The portly man had money in his hand, six five-hundred-dollar bills. Truong accepted the bills. He took two one-hundreds out of the appropriate compartment in the money tray and handed them to the man. To the customer. Truong wrote something in the corner of the sheet of paper. It seemed to be his initials. He gave it to the man and raised the car window. The portly guy headed down the street in the direction of the Datsun. He wasn't wasting any tune.

“So far,” I said to Truong, “it looks all take and no give.”

“Wait,” Truong said.

“Always been a failing of mine. Waiting.”

I waited, and didn't get much wiser. The portly guy hurried up to the window on the Datsun's passenger side and handed his sheet of paper to the guy in the blue warm-up suit. Was he Dan Nguyen or My Do Thai? Whoever he was, he handed the portly guy a second piece of paper in exchange for the first, the one with the twenty-eight hundred and Truong's initials on it. The portly man pocketed the second piece of paper and disappeared out of sight beyond the Datsun.

Somebody else was on the bench with Big Bam, a younger guy in jeans and a terrific black sport jacket. Had to be a Giorgio Armani jacket. He followed the same drill as the portly man, except he wasn't breathing hard when he got to Truong's window. He was in for an even five thousand. He paid, took back his initialled paper, and trotted on to the Datsun. He looked smooth.
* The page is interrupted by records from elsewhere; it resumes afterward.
PR #4250, opened 2022-05-03
tessellatePolygonWithHoles() return value fix

ntfshard:
Changes for src/geometry/GeometryUtils.cc:296: Non-boolean value (-1) returned from function returning bool.
According to discussion in #4247 `-1` changed to false


t-paul (approved):
:tada:

Issue #4254, opened 2022-05-06
Editor: comment unused lines


Gregor-Gregor:
Add a menu command to comment when executed all the lines containing unused code (eg. not used variable definitions, unreferenced modules etc.).

Gregor-Gregor:
Purpose: to help cleaning up the complex code from all the dead ends, temporary solutions etc.

MichaelPFrey:
I need a minimum example, so...
```
if(0){
    echo("you should not see this");
}else{
    echo("run always");
}
```
More interesting is
```
a = true;

if(a){
    test1();
}else{
    test2();
}

//never run because overwritten
module test1(){
    cylinder();
}


module test1(){
    cube();
}

module test2(){
    sphere();
}
```
Detecting unused lines is a hard problem.
   * `a` is picked up by the customizer.
   * `a` can be overwritten, when the file is included.
 
 Much easier, but similar would be just to indicate lines that have actually been interpreted/run/visited.

I have a rough idea for one possible implementation: We could add a flag "visited"/"run" to every ASTNode. Every ASTNode already has a Location. Just run the code as normal, just adding a flag when the Node was visited. We could then walk trough the AST-Tree and add a green background to every line (or even character - we have the column) that ran. By not resetting the color until the code is changed, multiple runs (triggered by customizer or animation) could accumulate.

I have following main concerns:
   * much runtime impact would such a feature have?
      * adding and setting a bool should be cheap
      * having the feature "default off" should avoid the biggest isssue
      * by doing the UI changes after render/preview, it should feel like an unnecessary slow down
   * is there any way to setup an automated test?
      * this describes a GUI feature, but requires core work
      * would a "run lines of code" count help?
   * how robust is our location source code?
      * hidden bugs in location could be uncovered during the work - which is a good thing - 

I take a look into it

t-paul:
I'm not sure the "comment lines" is a good strategy. That could make things even harder if there's for example multiple assignments on one line.

It might be better to go with the logic other editors use by highlighting the issue in some way (marker on the sidebar, underlining the assignment, something like that).

I think using the AST is probably the way to go, meaning it needs at least the "compile" run. Traversing that should not be a huge concern, but having a feature toggle is probably still a good idea.

At this point there's no GUI tests, it might be possible for this scenario that we extend the AST export to include the extra information so it can be referenced via expected files. There's actually a number of features that could do with a better AST handling, like some simple optimizations and collecting timing information.

[...]

PR #4262, opened 2022-05-19
option to highlight evaluated AST-Nodes in the editor

MichaelPFrey:
implementing #4254 "mark unused code" is not trivial, but highlighting evaluated nodes is very close in effect.

This works very well for a single file. The statistic is very useful for finding death code.
Note that it works very specifically - if a default value of a user modul is unused, that is shown and counted as such.

Implementation details: gatherChilderen creates a linear way to access the ast-nodes. (The live time is limited to the live time of the corresponding ast-tree). gatherChilderen is based on and can be checked against print.
setEvaluated is a bit of a hack (mutable/const), but it makes sense, as it is a "set only flag".

The infrastructure changes and the feature it self have a lot of untapped potential.

This feature can later be expanded to cover multiple files, which would allow for a "code coverage" analyzes for library maintainers.

The infrastructure change (gatherChilderen) allows to transport meta information from the AST-Node into the editor (or other components).

qt handels invalid inputs to the color field gracefully.

### DIFF
--- a/src/core/AST.h
+++ b/src/core/AST.h
@@ -59,7 +59,7 @@ protected:
     this->evaluated=true;
   }
 private:
-  volatile mutable bool evaluated=false;
+  mutable bool evaluated=false;
 };
 
 std::ostream& operator<<(std::ostream& stream, const ASTNode& ast);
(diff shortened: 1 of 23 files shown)


MichaelPFrey:
**demonstration screenshoot:**
Screenshot from 2022-05-21 07-58-03
**demonstration video:**
   * [animation](https://www.youtube.com/watch?v=pVXRDVkpy1w)
   * [customizer](https://www.youtube.com/shorts/ucyPG74d64o)
   * [change background color](https://www.youtube.com/watch?v=jUvqtCxs99o)

Issue #4244, opened 2022-05-01
(minor) core dumped when openscad is started in a formerly available but now deleted directory.


st2000:
Tried starting openscad while in a directory that was deleted and saw the core dump.  Simple workaround ... just change to any not deleted directory.  

```
openscad
terminate called after throwing an instance of 'boost::filesystem::filesystem_error'
  what():  boost::filesystem::current_path: No such file or directory
Abort (core dumped)
[1]  + Abort                         openscad (core dumped)
```
What's running:
```
> openscad --version
OpenSCAD version 2019.05
> lsb_release -a
No LSB modules are available.
Distributor ID:	Ubuntu
Description:	Ubuntu 20.04.4 LTS
Release:	20.04
Codename:	focal
```

PR #4267, opened 2022-05-23
core dumped when openscad is started in a formerly available but now deleted directory

osfesa:
Issue [4244](https://github.com/openscad/openscad/issues/4244)

Please let me know if you don't find it acceptable.

Thanks.


jordanbrown0:
While you're there, please fix "does not exists" to be "does not exist".

(And I would remove the "Try ..."; I don't think it adds value.)

osfesa:
Sorry guys. Holidays and merge/rebase problems, I've been able to submit the changes.

I guess, the circleci test failed as WASM has no QT.  I'll investigate how to compile it.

It kept up that way, people moving from Big Bam on the bench to Truong in the Seville to the guys in the Datsun. Money changing hands and sheets of paper getting traded. I lost track of the customers. There were two kids who were about seventeen and had on Upper Canada College blazers. There were numerous guys who looked like they sold life insurance. There was one matron in a flowered dress. One black guy about the size of Kareem Abdul-Jabbar and with the same amount of hair. One tough little guy who had a lip on him and complained about the price. Truong ignored him. Truong had other matters on his mind. Mostly money. The money tray overflowed. Truong counted five-hundred-dollar bills into stacks of twenty, bound them with large rubber bands, and pushed them into the back of the glove compartment. He did the same with the hundred-dollar bills. Bound them in stacks of fifty. There was a fortune in money in the glove compartment. I lost track of it too.

Close to four o'clock, a tall guy with the beginnings of a gut took his place on the bench beside Big Bam. They talked. The talk lasted longer than the conversations with other customers, and it was accompanied by much arm-waving from the tall guy. He left the bench, but he didn't have a piece of paper in his hand, and he didn't climb the hill to the Seville. He crossed the park and sat next to the guy with the walkie-talkie on the Christie Street slope.
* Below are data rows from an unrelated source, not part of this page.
PR #4285, opened 2022-06-21
fixed overwrite of feature enable from commandline

parvit:
Hi, I think i've found an issue in the Feature functionality.
If you run openscad with "--enable <a functionality disabled in preferences>" the `setupFeaturesPage ` method in Preferences.cc execution actually resets the value to false and so it remains disabled.

This change syncs the QT value to the command line value requested as one would expect.

### DIFF
--- a/src/gui/Preferences.cc
+++ b/src/gui/Preferences.cc
@@ -327,7 +327,12 @@ void Preferences::setupFeaturesPage()
     cb->setFont(bold_font);
     // synchronize Qt settings with the feature settings
     bool value = getValue(featurekey).toBool();
-    feature->enable(value);
+    if( !feature->is_enabled() ) {
+      feature->enable(value); // only if not already set from command-line
+    } else {
+      value = feature->is_enabled(); // otherwise sync QT with command-line request
+    }
+
     cb->setChecked(value);
     cb->setProperty(featurePropertyName, QVariant::fromValue<Feature *>(feature));
     connect(cb, SIGNAL(toggled(bool)), this, SLOT(featuresCheckBoxToggled(bool)));


MichaelAtOz:
I haven't done any specific OpenSCAD testing for a while, but I used command-line in testing via GUI, I had shortcuts with things enabled so I could just click to get the specified behaviour. I have used `--debug` with GUI, and also load specific `.scad` files for subsequent GUI-ing. I can see `--hardwarnings` `--check-parameters` & `--check-parameter-ranges` being on/off for different testing situations. 
I agree command-line shouldn't make permanent changes, but I don't think there should be a hard separation with GUI use.

thehans:
`--enable` basically assumes that openscad is being run in non-interactive mode (i.e. if an input file and at least one `-o` output is specified, then the program just processes and exits without invoking the Qt based GUI).

I have never even considered using the command line options as a temporary override of the GUI preferences (specifically experimental Features), but I'm not sure what this would look like in terms of a sensible interface.

Say that `--enable` did act this way, what would you expect the user to see if they open Preferences -> Features ?
Should it not reflect the features enabled via command line?  That seems confusing to not show the settings that are currently in effect.
But then *if it did* show overridden values, then the changes would be automatically written to disk (making this no longer temporary).  I think this would happen as soon as the Preferences window opens and the widgets are initialized (or maybe only upon closing the Preferences window, I don't recall exactly).

Another issue is that `--enable` is currently "additive" only.  Command line usage starts with no features enabled, and you can specify any number to enable.   It can "toggle on" something which was not set in GUI, but cannot toggle off any of those settings. 
So would we need to implement a new `--disable` option to allow for this?
*OR* should it be such that, if any `--enable` is option is provided, then all other features not specified are disabled?

thehans:
Sorry, I misread this as a feature request and not a PR.

I have not yet run a build with this change, to observe which exact behavior it exhibits, but I think the points above are still valid.

parvit:
@thehans @MichaelAtOz  After your comments i think it is appropriate then to only let the switch be a temporary value, not override the persistent preferences.

PR #4290, opened 2022-06-25
Add error check to userConfigPath on mac

hexane360:
This PR adds an error check to `userConfigPath` on MacOS. Without this, I was getting segfaults in some edge cases (like running openscad as a system user).

In the event of error, it returns an empty string, which is the same behavior as on Linux (in `PlatformUtils-posix.cc`).


t-paul:
Thanks, that Linux solution is probably not perfect, but if following that prevents crashes on MacOS, it's worth having.

PR #4738, opened 2023-09-10
GSoC 2023: Macro to allow building with OpenGL Core

jbinvnt:
If compiled with `-DDISABLE_FIXEDFUNCTION_GL`, all API calls to legacy OpenGL functions are removed. Otherwise this PR is a no-op. The mxe-64 test is failing because so is the current master branch.


kintel:
One note: This PR was created by generating bindings where only OpenGL 3.2 core profile entry points are available. However, modern OpenGL is defined by not only entry point but also how these entry points are used.
Example: `glGetIntegerv(GL_RED_BITS, ...` isn't available in OpenGL 3.2 core, but wasn't removed by this PR: https://github.com/openscad/openscad/blob/c3c4a658bc6421f3ed9d866688119f263270882a/src/glview/system-gl.cc#L67

There are numerous similar examples in the codebase. Finding them all may be quite some work, and I'm not convinced that partially removing legacy calls is worth merging to master, especially without a more concrete plan for how to proceed.

I'll think and tinker with this over the next few months and see if I can come up with a plan.

jbinvnt:
@kintel can you let me know if there is a more intuitive source I can look at for listing these additional removed features? My general guide has been the [instructions from the wiki](https://www.khronos.org/opengl/wiki/Legacy_OpenGL#Removed_functionality) but a quick search there doesn't return anything for `GL_RED_BITS` (or even `.*_BITS`).

I'm also curious why the compiler even let this build with Core Profile headers if I missed some legacy calls.

kintel:
You weren't missing legacy calls, but legacy _argument_ to calls.

The OpenGL 3.2 core profile spec, appendix E.2.2 is a great start: https://registry.khronos.org/OpenGL/specs/gl/glspec32.core.pdf

PR #4768, opened 2023-10-06
add unity build support

pca006132:
Unity build can speed up compilation by grouping several source files into one. This adds unity build support by setting `SKIP_UNITY_BUILD_INCLUSION` for files that does not support unity build due to symbol naming conflict.

This speeds up compilation pretty significantly. On my machine with 20 logical cores using clang 11.1.0, mold 1.11.0 and ninja 1.11.1, the compilation time went down from `2906.50s user 78.91s system 1760% cpu 2:49.57 total` to `1232.89s user 30.07s system 936% cpu 2:14.83 total`. This may be significant for CI.

To use unity build, just add `-DCMAKE_UNITY_BUILD=ON` to the cmake arguments.


gsohler:
Would be  great if  compilation time could really be speed up. I am wondering if CI Builds will pass.
How did you select  the files/submodules to skip Unity build ?

pca006132:
I did not change the CI build settings, so it should not be using unity build and should not have any effect for now.

For skipping unity build, it is sort of like trial-and-error. I know that manifold does not support this, and I saw some error messages indicating gl.h header probably doesn't work well with unity build, etc.

t-paul:
Yes, I think all 3 (different!) build failures are unrelated. MXE 64-bit is the issue you linked. Ubuntu 20.04 is likely the old thrust/tbb library making things crash and the macOS test has trouble with the cairo 1.18 upgrade. CI is awesome...

t-paul:
Trying this locally, I'm getting various build failures like the included OpenCSG and disabling that conflicts with X11 header (#)defining a lot of generic names like `Bool` and `Status`.

pca006132:
yeah I found the opengl related code incompatible with unity build, so I tried to exclude them. maybe need to exclude more

thehans:
@teepee I was getting same errors and found that it was from `spnav.h` which includes `Xlib.h`

In real time, its actually a few seconds slower for me, but i guess a significantly less load on CPU cores going by user and sys times.

No unity build:
```
real    1m43.485s
user    30m27.255s
sys     2m44.975s
```
With unity build:
```
real    1m46.305s
user    14m54.172s
sys     0m58.558s
```

There's still a macro redefinition by libtess which seems gross, but I guess its not technically an error:
```
/home/hans/projects/openscad_unity/src/ext/libtess2/Source/priorityq.c:337: warning: "Swap" redefined                                                                                          
  337 | #define Swap(a,b)   do {PQkey *tmp = *a; *a = *b; *b = tmp;} while(0)                                                                                                                  
In file included from /home/hans/projects/openscad_unity/build/CMakeFiles/OpenSCAD.dir/Unity/unity_0_c.c:7:                                                                                    
/home/hans/projects/openscad_unity/src/ext/libtess2/Source/geom.c:199: note: this is the location of the previous definition                                                                   
  199 | #define Swap(a,b)       do { TESSvertex *t = a; a = b; b = t; } while(0)                                                                                                               
```

pca006132:
to summarize:

1. Unity build cuts down the linux and macos build time by half (linux: from 22mins to 12mins, macos: 14mins to 6mins). The timing on macos is not very stable though, perhaps due to different runners...
2. Cut down the homebrew install time by half (10mins to 6mins)

It is not enabled on circleci and windows for now. msys2 can build using unity build, but someone it causes test failures without.

kintel:
Local macOS test: Build time is slashed in half, from ~100s to under 50s, both with ninja and make -j10

kintel:
Re-running Windows CI to see if the error changes...

CMakeLists.txt
```diff
@@ -1076,6 +1087,30 @@ if (ENABLE_CGAL)
...
+  src/gui/input/SpaceNavInputDriver.cc
+  src/gui/QGLView.cc
+  src/gui/QGLView2.cc
+  # things that requires _USE_MATH_DEFINES
+  src/core/BuiltinContext.cc
+  src/geometry/roof_vd.cc
+  src/io/DxfData.cc
+  src/utils/calc.cc
+  src/utils/degree_trig.cc
+  PROPERTIES SKIP_UNITY_BUILD_INCLUSION ON)
```
kintel, line 1112: List list of exclusions is hard to read and hard to maintain. We'd probably want some reasoning per file for why it needs to be excluded, to make it possible to add to or remove from this list in the future.

CMakeLists.txt
```diff
@@ -1076,6 +1087,30 @@ if (ENABLE_CGAL)
...
+  ${MANIFOLD_SOURCES}
+  src/glview/OffscreenContextFactory.cc
+  src/glview/RenderSettings.cc
+  src/glview/Camera.cc
+  src/glview/ColorMap.cc
+  src/glview/preview/CSGTreeNormalizer.cc
+  src/gui/input/SpaceNavInputDriver.cc
+  src/gui/QGLView.cc
+  src/gui/QGLView2.cc
+  # things that requires _USE_MATH_DEFINES
```
kintel, line 1106: I do wonder if it's worthwhile porting off math defines, e.g. to boost constants (https://www.boost.org/doc/libs/1_37_0/libs/math/doc/sf_and_dist/html/math_toolkit/toolkit/internals1/constants.html), or collect in our own header while we wait for C++20.

pca006132:
@kintel this is now updated to address you comment.

CMakeLists.txt
```diff
@@ -1076,6 +1087,37 @@ if (ENABLE_CGAL)
...
+  # files using opengl does not work well with unity build, again due to the
+  # macros
+  ${OFFSCREEN_SOURCES}
+  ${PLATFORM_SOURCES}
+  src/glview/OffscreenContextFactory.cc
+  src/glview/RenderSettings.cc
+  src/glview/Camera.cc
+  src/glview/ColorMap.cc
+  src/glview/preview/CSGTreeNormalizer.cc
+  src/gui/input/SpaceNavInputDriver.cc
```
kintel, line 1109: Did this file sneak in by mistake?

kintel (approved):

CMakeLists.txt
pca006132: no, see https://github.com/openscad/openscad/pull/4768#issuecomment-1754311120

but yeah I should document this as well

pca006132:
I tested on a windows VM and found some cgal tests crashed with OOM, not sure if it is related to the CI failing with unity build enabled.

Two more customers went through the usual drill: a chat with Big Bam, up the hill, pay at the Seville, collect paper at the Datsun. When they were done, Big Bam waved the tall guy with the incipient gut back to the bench. This time, he gave the tall guy a slip of paper. The tall guy started up the hill. Big Bam stuck out his right hand and pointed first at the guy on the Christie Street slope and then at the guy on the bench beyond right field. Those two, it stood to reason, had to be lookouts, watching for cops or other transgressors. When Big Bam signalled them, both got on their walkie-talkies. Voices came over the walkie-talkie in the Seville. Tran took the messages without answering back. It was all Vietnamese to me.
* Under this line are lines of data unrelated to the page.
Issue #4782, opened 2023-10-14
Move VBO support out of experimental


kintel:
The purpose of this ticket is to track moving VBO support, first merged in #1935, out of experimental.

TODO:
* [x] Investigate macOS performance issues (#4504)
* [x] Fix macOS performance issues: #4504
* [x] Investigate performance issue #4883 
* [x] Investigate lack of indexing support for Nef Polyhedrons
   * Not only is there no indexing support, we render using practically one glDrawArrays() call per triangle.
   * This is probably because gluTess by default outputs various primitive types. If we force gluTess to output only triangles, we might be able to combine the data into a single array as a start, and then later manage indexes.
* [x] The VBO support consists of 4 experimental flags: `vertex-object-renderers`, `vertex-object-renderers-prealloc`, `vertex-object-renderers-direct`, `vertex-object-renderers-indexing`.
   * [x] Reduce to two flags: VBO + indexed
   * [x] Ideally, reduced to a single flag; make a decision about indexed: We should keep indexed rendering as an experimental option for now.
* [x] Go through tests and verify that various combinations of render mode and view options are working.
* [x] Investigate what it would take to make the VBO support conform to the OpenGL core profile (e.g. VAO support).
   * -> Too much work right now. Address this as part of general GL cleanup.
* [x] Investigate RAM usage: #4858
* [x] Remove `vertex-object-renderers` experimental flags, keep `vertex-object-renderers-indexing`: #4966

For further opportunities, see #4968

PR #4789, opened 2023-10-24
Move VBO rendering out of experimental mode

kintel:
This makes VBO rendering non-experimental.

Indexed rendering is still kept as an experimental feature until we perform more testing. The main question is whether indexed or non-indexed rendering will misbehave in any common scenarios. Misbehavior is expected to be limited to performance issues.

This also kills legacy code paths. We could discuss whether we should keep them behind an `#ifdef`, in case it becomes necessary to test agains the old code.

Related to #4782


kintel:
After #4914, we can rewrite this as a much smaller patch

PR #4792, opened 2023-10-25
Document asciistl and binstl in the man page.

ChickenProp:
Text copied from `openscad --help` which already documents them.


t-paul (approved):
Nice, thank you!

The tall guy arrived at Truong's window and handed in his piece of paper. It was, on the basis of the amounts that had been established by the other customers, for comparative peanuts. Six hundred and twenty-five dollars. The tall guy was in his early thirties, and besides the swelling stomach, he had a face scarred by ancient acne. The six-twenty-five he passed to Truong came in a fat wad of crinkled fives, tens, and twenties. Tran gave the bills a look of disgust. Truong, the old pro, treated the money as business as usual. He initialled the paper and gave it back with a polite nod.

Big Bam and the two lookouts had come up the hill and settled inside the Porsche. They sat there. Nothing else. No revving of engine or other indicators of imminent activity. But something was up. I could feel a tightening of the mood inside the Seville.